Sunday’s contest between the Pittsburgh Penguins and Philadelphia Flyers was, for all intents and purposes, Game One in a likely first-round playoff series that will give the cross-state rivals the opportunity to see one another up to eight more times in the next couple of weeks. And, by the time the Flyers emerged with a 6-4 win, the rivalry had found a way to reach a new level of intensity.
The game had plenty of similarities to the one that snapped Pittsburgh’s 11-game winning streak two Sundays ago in Philadelphia, with the Penguins staking out a 2-0 lead, then watching it slip away. It also had much in common with the team’s up-and-down play since that overtime loss, with plenty of lapses in its defensive zone coverage and handling of the puck.
“Great first period,” defenseman Brooks Orpik said of the Penguins’ start, which saw Steve Sullivan and James Neal score in the first 4:58 and the Flyers use their time-out to settle the team down. “Bad puck management after that.”
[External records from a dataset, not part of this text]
PR #13224, opened 2022-05-06
ci: try running integration-tests package tests all at once

Jolg42:
To save GitHub runners, since the slowest part is actually the setup

 integration-tests (library, 12)
succeeded 1 minute ago in 7m 53s 
https://github.com/prisma/prisma/runs/6325770187?check_suite_focus=true

 integration-tests (binary, 12)
succeeded 1 minute ago in 10m 5s 
https://github.com/prisma/prisma/runs/6325770247?check_suite_focus=true

Where before it was taking 6 min just for one run (5min on setup) like
https://github.com/prisma/prisma/runs/6324538464?check_suite_focus=true

So it's going to help with out GitHub Actions queuing!

### DIFF
--- a/.github/workflows/test.yml
+++ b/.github/workflows/test.yml
@@ -266,11 +266,6 @@ jobs:
           SKIP_GIT: true
           GITHUB_CONTEXT: ${{ toJson(github) }}
 
-      # TODO: is this still necessary?
-      # - run: pnpm i sqlite3@5.0.2 --unsafe-perm --reporter=silent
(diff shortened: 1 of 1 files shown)


janpio:
Before: 
image

janpio (approved):

janpio:
The one info that is going away is that we currently have no integration tests for MongoDB (Which the comment indicated at least some way)

millsp (approved):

In a common theme of late, Pittsburgh outshot its opponent, 47-26, but had limited high-quality chances against Flyers netminder Sergei Bobrovsky. “I think we passed up opportunities to shoot, looking for a better play at times,” said head coach Dan Bylsma.
Meanwhile, the Penguins’ poor puck management and 12 giveaways gave Philly plenty of opportunities to capitalize.
“We generated some really good chances, but we made some big mistakes,” said captain Sidney Crosby. “We can’t afford to make those and expect to win games.”
That’s especially true against a club like the Flyers, which – with offensive weapons like Claude Giroux, Scott Hartnell and Jakub Voracek – has scored more goals than any team other than the Penguins.
“I don’t think it’s matter of focusing too much on offense; I think it’s just a matter of making sure we don’t turn the puck over and make a big mistake that’s going to hurt us,” Crosby said. “They have guys who can definitely take advantage of those mistakes.”
The last time the teams faced off, the Flyers threw the Penguins off their game with chippy play after the whistle. Sunday’s contest was predictably physical, but it got particularly ugly with just over a minute remaining, and there was plenty of blame to go around.
Philadelphia coach Peter Laviolette was unimpressed with Pittsburgh’s decision to send out its checking line of Arron Asham, Joe Vitale and Craig Adams after Voracek scored an empty-net goal to pad the Flyers’ lead to 6-3.
“Those guys hadn’t played in 12 minutes,” Laviolette said. “It’s a gutless move by their coach. Just gutless.”
And when Vitale – who had earlier put Flyers defenseman Nicklas Grossmann out of the game with a knee-on-knee collision – went on to level forward Danny Briere with a hard, open-ice check, Laviolette blew a fuse, prompting a scrum that saw the teams combine for 52 minutes in penalties. Laviolette and Penguins assistant coach Tony Granato exchanged words over the glass and were both ejected.
“From what I can gather, their coach didn’t like the hit and took a stick and broke it over the glass, and that stick ended up on our bench,” Bylsma said. “And that’s pretty much what ensued.”
“Joey had a great hit, clean as it gets,” Orpik said. “I think it was an overreaction.”
The Penguins, too, took exception to a cross-check from Philly’s Brayden Schenn on Crosby after the whistle a few minutes earlier.
“Clearly a cheap shot,” Bylsma said. “Clearly a guy targeting a player, well after the whistle, [who] was going back to the bench.”
“It’s pretty cheap,” agreed Crosby. “He skates 10 feet or whatever … if that’s a sign of what’s to come, we’re going to be in for a pretty tough playoff series, if that’s the way it ends up.”
Barring a collapse by one of the clubs in this last week of the regular season, the Penguins and Flyers are on a collision course for that first-round playoff matchup, with only the seedings in doubt. With Philadelphia now one point behind Pittsburgh, either could finish in fourth place and open at home – not that the Flyers, who lead the NHL with 26 road wins, would have reason to be concerned about opening at CONSOL Energy Center, where they’ve gone 5-0 since it opened in October 2010.
With Philly leading the season series, 4-1, the rivals will face off once more in Pittsburgh this Saturday, on the last day of the regular season. The Penguins don’t expect any less intensity – though they do expect a better performance.
“I think everybody knows what kind of games we play against Philly,” Orpik said. “It’s just one game. It’s a good hockey team we lost to, and we can play better.”
If the Penguins hope to go into the playoffs on a positive note, they’ve got one more chance to do exactly that.